PR #5153, opened 2019-08-09
Remove freezeResults option, assuming always true.

benjamn:
This option was first added in Apollo Client 2.6, as a way to help enforce immutability of cache results: https://github.com/apollographql/apollo-client/pull/4514

As promised in [the Apollo Client 2.6 blog post](https://blog.apollographql.com/whats-new-in-apollo-client-2-6-b3acf28ecad1), all cache results will be frozen/immutable in the next major version (3.0):

> In Apollo Client 3.0, we intend to make both `freezeResults` and `assumeImmutableResults` `true` by default, in addition to using the TypeScript `Readonly<T>` type to discourage destructive modifications. In other words, if you embrace immutability now, you won’t have to do anything when it becomes mandatory.

I have not yet removed the `assumeImmutableResults` option from the `ApolloClient` constructor, since cache implementations other than `apollo-cache-inmemory` might not return immutable results.

### DIFF
--- a/packages/apollo-cache-inmemory/src/writeToStore.ts
+++ b/packages/apollo-cache-inmemory/src/writeToStore.ts
@@ -15,6 +15,7 @@ import {
   StoreValue,
   DeepMerger,
   getTypenameFromResult,
+  cloneDeep,
 } from 'apollo-utilities';
 
 import { invariant, InvariantError } from 'ts-invariant';
@@ -233,7 +234,10 @@ export class StoreWriter {
     context: WriteContext,
   ): StoreValue {
     if (!field.selectionSet || value === null) {
-      return value;
+      // In development, we need to clone scalar values so that they can be
+      // safely frozen with maybeDeepFreeze in readFromStore.ts. In production,
+      // it's cheaper to store the scalar values directly in the cache.
+      return process.env.NODE_ENV === 'production' ? value : cloneDeep(value);
     }
 
     if (Array.isArray(value)) {
--- a/packages/apollo-cache-inmemory/src/__tests__/__snapshots__/cache.ts.snap
+++ b/packages/apollo-cache-inmemory/src/__tests__/__snapshots__/cache.ts.snap
@@ -1,6 +1,6 @@
 // Jest Snapshot v1, https://goo.gl/fbAQLP
 
-exports[`Cache writeFragment will write some deeply nested data into the store at any id (1/3) 1`] = `
+exports[`Cache writeFragment will write some deeply nested data into the store at any id (1/2) 1`] = `
 Object {
   "bar": Object {
     "i": 7,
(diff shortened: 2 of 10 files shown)


jbaxleyiii:
I'm really glad we are doing this, but I do wonder if we can prune more of the freezing behavior to be part of the dev only build? There are a couple call sites to `maybeDeepFreeze` that get turned into a noop in production but wouldn't it be better to just prune that all together in prod?

benjamn:
@jbaxleyiii There's one spot that I see in [`apollo-cache-inmemory/src/readFromStore.ts`](https://github.com/apollographql/apollo-client/blob/33d9dcc7b0548c3004885d3532d9f3d3b0cead2e/packages/apollo-cache-inmemory/src/readFromStore.ts#L438-L443):
```ts
      if (process.env.NODE_ENV !== 'production') {
        assertSelectionSetForIdValue(contextValue.store, field, readStoreResult.result);
        maybeDeepFreeze(readStoreResult);
      }
```
As you can see, it's wrapped with a `process.env.NODE_ENV` check, so the call to `maybeDeepFreeze` will get stripped in production if folks are properly dead-code-eliminating those blocks, as React requires them to do.

However, that guard does not remove the `import { maybeDeepFreeze } from 'apollo-utilities'`, which is a general problem with top-level `import` declarations. The good news is that `apollo-cache-inmemory/lib/bundle.cjs.min.js` does not end up containing `maybeDeepFreeze`, so it is possible to remove it completely from that bundle, though some version of it might still end up remaining in the `apollo-utilities` bundle, depending on how folks set up their production builds.

I think this situation will improve once we move the relevant `apollo-utilities` code into the new `@apollo/client` package, so Rollup has more insight into exactly which functions are used. In the meantime, I think I'm comfortable with leaving this one call to `maybeDeepFreeze` in place, since it's used to freeze scalar values, which might be objects or arrays.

*Task details*.
Nothing but a number should be given for this: how many lines in the entries above contain "github"?

*Task answer*.
2